Online holiday shopping hit an all-time high last year, with $21.5 billion in fourth-quarter revenue reported by Internet companies, according to the Commerce Dept. A new survey of Web-based outfits shows that this year, most online-business owners believe their fourth-quarter revenues will be up at least 10% over last year's figures. Increased gasoline prices and rippling aftereffects from 2005's mammoth natural disasters will drive more people online to make purchases this year, the entrepreneurs believe.
John Enright, marketing director for Affinity Internet, the Web design and marketing firm that conducted the survey, hopes his clients are right. He spoke recently about the findings with Smart Answers columnist Karen E. Klein, who covers entrepreneurship and small-business issues. Edited excerpts of their conversation follow:
How is the survey conducted, and who participates in it?
It's an invitation-only survey that we sent to a representative sample of our customers. Some 61,709 customers were invited to participate, and more than 2,725 responded. A large majority, 77%, of the businesses surveyed have 10 employees or fewer. An additional 11% have between 11 and 25 employees, so they're small businesses.
What did the survey findings show about the entrepreneurs' projections for the holiday shopping season?
Fifty-four percent believe their revenues from this season will be better than last year, and 39% felt their sales would be about the same. Only 7% are expecting revenues to be worse than last year. So these businesses are optimistic about the amount of revenue they're going to generate on their Web sites in 2005.
Was there any concern about holiday spending being down this year because of the hurricanes' impact on consumers, particularly along the Gulf Coast?

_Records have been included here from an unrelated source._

PR #29, opened 2021-03-31
Add capacity reservation support

shin-nien:

This PR allows machines to target an [AWS Resource Group containing Capacity Reservations](https://docs.aws.amazon.com/AWSEC2/latest/UserGuide/capacity-reservations-using.html#create-cr-group).

Sometimes AWS is unable to create new instances due to a temporary shortage of capacity in an AZ. AWS Capacity Reservations minimise the risk of stalling deployments; especially ones that use a large maxSurge (which creates more instances than you're currently running).

The default reservation target type is `open` so you can create the reservation group ahead of time without any reservations in it. If machines are created and can't match any reservations then they're created using On-Demand capacity (like the usual way).

Typically, you'd create an AWS Reservation Group ahead of time with capacity reservations inside it; normally you'd create a reservation of `replicas + maxSurge` instances for a particular platform, instance type and AZ. Any instances already running will immediately make use of the reservation but you will then have a buffer to guarantee a rolling deployment.

Targeting a reservation group is preferred because it is AZ agnostic just like Machine Classes are. So it doesn't make much sense to want to target a capacity reservation directly (instead of a group) but the option is included in this PR just in case. 

- I wasn't sure if I needed to do anything with migration.go as I as adding new fields so any existing classes wouldn't have them defined, any advice would be appreciated!

**Release note**:

```improvement operator
Support for targeting an AWS Resource Group containing capacity reservations - https://docs.aws.amazon.com/AWSEC2/latest/UserGuide/capacity-reservations-using.html#create-cr-group
```

### DIFF
--- a/kubernetes/machine-class.yaml
+++ b/kubernetes/machine-class.yaml
@@ -42,6 +42,9 @@ providerSpec:
 secretRef: # Secret pointing to a secret which contains the provider secret and cloudconfig
   namespace: default  # Namespace
   name: test-secret # Name of the secret
+# capacityReservation: # Optional - allows targeting of an AWS Capacity reservation or an AWS Resource Group containing reservations. Use either a reservation id or group arn - but not both.
+#   capacityReservationId: "cr-05c28b843c05acc11"
+#   capacityReservationResourceGroupArn: "arn:aws:resource-groups:us-west-1:123456789012:group/my-cr-group"
 # credentialsSecretRef: # Optional - Kubernetes secret containing only provider secrets (in this case the Secret in the secretRef does not need them)
 #   name: "test-secret-credentials" # Name of the secret
 #   namespace: "default" # Namespace of secret
--- a/kubernetes/machine-class.yaml
+++ b/kubernetes/machine-class.yaml
@@ -24,6 +24,9 @@ providerSpec:
         volumeType: gp2 # Type of the root block device
         encrypted: true
         deleteOnTermination: true
+#  capacityReservation: # Optional - allows targeting of an AWS Capacity reservation or an AWS Resource Group containing reservations. Only one needs to be specified.
+#   capacityReservationId: "cr-05c28b843c05acc11"
+#   capacityReservationResourceGroupArn: "arn:aws:resource-groups:us-west-1:123456789012:group/my-cr-group"
   iam:
     name: iam-name # Name of the AWS Identity and Access Management
   keyName: key-value-pair-name # EC2 keypair used to access ec2 machine
@@ -42,9 +45,6 @@ providerSpec:
 secretRef: # Secret pointing to a secret which contains the provider secret and cloudconfig
   namespace: default  # Namespace
   name: test-secret # Name of the secret
-# capacityReservation: # Optional - allows targeting of an AWS Capacity reservation or an AWS Resource Group containing reservations. Only one needs to be specified.
-#   capacityReservationId: "cr-05c28b843c05acc11"
-#   capacityReservationResourceGroupArn: "arn:aws:resource-groups:us-west-1:123456789012:group/my-cr-group"
 # credentialsSecretRef: # Optional - Kubernetes secret containing only provider secrets (in this case the Secret in the secretRef does not need them)
 #   name: "test-secret-credentials" # Name of the secret
 #   namespace: "default" # Namespace of secret
--- a/kubernetes/machine-class.yaml
+++ b/kubernetes/machine-class.yaml
@@ -42,7 +42,7 @@ providerSpec:
 secretRef: # Secret pointing to a secret which contains the provider secret and cloudconfig
   namespace: default  # Namespace
   name: test-secret # Name of the secret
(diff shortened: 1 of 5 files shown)


gardener-robot-ci-1:
Thank you @shin-nien for your contribution. Before I can start building your PR, a member of the organization must set the required label(s) {'reviewed/ok-to-test'}. Once started, you can check the build status in the PR checks section below.

kubernetes/machine-class.yaml
```diff
@@ -42,6 +42,9 @@ providerSpec:
 secretRef: # Secret pointing to a secret which contains the provider secret and cloudconfig
   namespace: default  # Namespace
   name: test-secret # Name of the secret
+# capacityReservation: # Optional - allows targeting of an AWS Capacity reservation or an AWS Resource Group containing reservations. Use either a reservation id or group arn - but not both.
```
prashanth26, line 45: If this is an either/or field, it would probably make sense to check this at the time of [validation of the spec here ](https://github.com/gardener/machine-controller-manager-provider-aws/blob/master/pkg/aws/apis/validation/validation.go#L59)right? You can probably have a new helper method to validate the same.

pkg/aws/core_test.go
```diff
@@ -151,6 +151,38 @@ var _ = Describe("MachineServer", func() {
 					errToHaveOccurred: false,
 				},
 			}),
+			Entry("Machine creation request for capacity reservations", &data{
```
prashanth26, line 154:
```suggestion
			Entry("Machine creation request for capacity reservations with capacityReservationId", &data{
```

pkg/aws/core_test.go
```diff
@@ -151,6 +151,38 @@ var _ = Describe("MachineServer", func() {
...
+				},
+				expect: expect{
+					machineResponse: &driver.CreateMachineResponse{
+						ProviderID: "aws:///eu-west-1/i-0123456789-0",
+						NodeName:   "ip-0",
+					},
+					errToHaveOccurred: false,
+				},
+			}),
+			Entry("Machine creation request for an AWS Capacity Reservation Group", &data{
```
prashanth26, line 170:
```suggestion
			Entry("Machine creation request for an AWS Capacity Reservation Group with capacityReservationResourceGroupArn", &data{
```

pkg/aws/core_test.go
```diff
@@ -151,6 +151,38 @@ var _ = Describe("MachineServer", func() {
...
+						Secret:       providerSecret,
+					},
+				},
+				expect: expect{
+					machineResponse: &driver.CreateMachineResponse{
+						ProviderID: "aws:///eu-west-1/i-0123456789-0",
+						NodeName:   "ip-0",
+					},
+					errToHaveOccurred: false,
+				},
```
prashanth26, line 184: It would be great to have an negative test case to check for setting both `capacityReservationResourceGroupArn` and `capacityReservationId` leading to a failure in validation as described above.

kubernetes/machine-class.yaml
shin-nien: Ah yes that makes more sense. Done.

pkg/aws/core_test.go
shin-nien: Done.

prashanth26 (approved):
Cool thanks for the changes. 
/lgtm from my side. @AxiomSamarth can you also have a look at it. Just for a 4 eye principle.

AxiomSamarth (approved):

kubernetes/machine-class.yaml
```diff
@@ -42,6 +42,9 @@ providerSpec:
 secretRef: # Secret pointing to a secret which contains the provider secret and cloudconfig
   namespace: default  # Namespace
   name: test-secret # Name of the secret
+# capacityReservation: # Optional - allows targeting of an AWS Capacity reservation or an AWS Resource Group containing reservations. Only one needs to be specified.
+#   capacityReservationId: "cr-05c28b843c05acc11"
+#   capacityReservationResourceGroupArn: "arn:aws:resource-groups:us-west-1:123456789012:group/my-cr-group"
```
prashanth26, line 47: Hi @shin-nien,

One last change. The sample machine class seems to be wrong here. I think these new fields have to be moved under the `ProviderSpec` [here](https://github.com/gardener/machine-controller-manager-provider-aws/blob/7ca57524d7590afbf1fdfabf72e5205b8db283ec/kubernetes/machine-class.yaml#L12-L41)?

prashanth26 (changes requested):

kubernetes/machine-class.yaml
shin-nien: Ah yes, of course. Thanks.

Done!

prashanth26 (approved):
Thank you for the quick changes.
/lgtm

prashanth26:
@shin-nien - I have fixed some go lint issue on this PR [here](https://github.com/gardener/machine-controller-manager-provider-aws/pull/33). I hope the change is okay as is retains the [lowerCase](https://github.com/gardener/machine-controller-manager-provider-aws/pull/33/files#diff-d30d0813f949736a1f919d711ad36e6c923f8199b135fcefd2fb0125ad10208aR136) in the actual spec definition.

Actually, a lot of the negative impacts on the economy in general, like increased gas prices and displacement of people, can be positive factors for Internet holiday shopping. People are concerned about driving to malls, or they're in an area where travel isn't as convenient as it used to be, or brick-and-mortar establishments are no longer functioning. In all those cases, doing your shopping online will be a better bet this year.
The same holds true for small-business retailers whose physical locations are not reopened yet. If they've diversified and opened a channel on the Web, they can still generate revenue through their online transactions as long as their products are warehoused somewhere outside the disaster zone and can still be shipped.
Most of the companies that participated in the survey are very small. How are they marketing themselves effectively amidst the enormous competition online?
As a part of the survey, business owners were asked what marketing and advertising strategies they felt were most effective in drawing people to their sites and increasing sales revenue. A large majority of respondents, 53%, found that word-of-mouth was the most effective. Online marketing came in second, with 45% percent identifying that as extremely important to their business success.
Being visible in Google (GOOG) is now a big advantage for small companies because of the localized search capabilities of Google and the other major search engines.
How is regional-search capability affecting these companies?
We're seeing an increasing number of service businesses become interested in online marketing, and specifically wanting to buy advertising on Google, where it used to be primarily people who sold products that wanted to do that. So even if you have a local service company, like a landscaping operation or a law office, you can buy online advertising targeted to your specific geographic region.
The small companies love it because they only pay for the traffic they get, and that makes it a good value. And we're finding that consumers are searching online for all kinds of goods and services, not just tech-focused products anymore.
Your survey showed that online marketing by your clients is up by 17% over last year. But there are still barriers to advertising and marketing online that some survey respondents identified. What are they?
The biggest problems are cost and time. Our survey respondents identified cost of advertising as the biggest barrier. The second biggest was lack of familiarity with creating online campaigns, followed by the idea that online advertising is too time-intensive for them to do and, finally, that's it's too difficult to track the results.
Business owners say they are overwhelmed trying to run their businesses and also carve out time to update their Web sites, put fresh content on their pages, and research effective online-marketing techniques. The problem is that when small companies decided to go online, there were no big tasks that were eliminated from their workday, and one huge new task -- creating, maintaining, and updating a Web presence -- was added. It's challenging to do it all.